Starting at the line that contains "[Feature] Customer request", quote each line exactly through the last line of the entries, both included.

***** DATA FOR THIS EXERCISE

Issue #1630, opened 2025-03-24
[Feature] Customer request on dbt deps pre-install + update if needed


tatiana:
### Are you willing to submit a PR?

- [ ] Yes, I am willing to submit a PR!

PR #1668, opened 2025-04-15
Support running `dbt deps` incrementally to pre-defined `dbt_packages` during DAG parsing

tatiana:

**********

- _EXERCISE OUTPUT_
[Feature] Customer request on dbt deps pre-install + update if needed


tatiana:
### Are you willing to submit a PR?

- [ ] Yes, I am willing to submit a PR!

PR #1668, opened 2025-04-15
Support running `dbt deps` incrementally to pre-defined `dbt_packages` during DAG parsing

tatiana:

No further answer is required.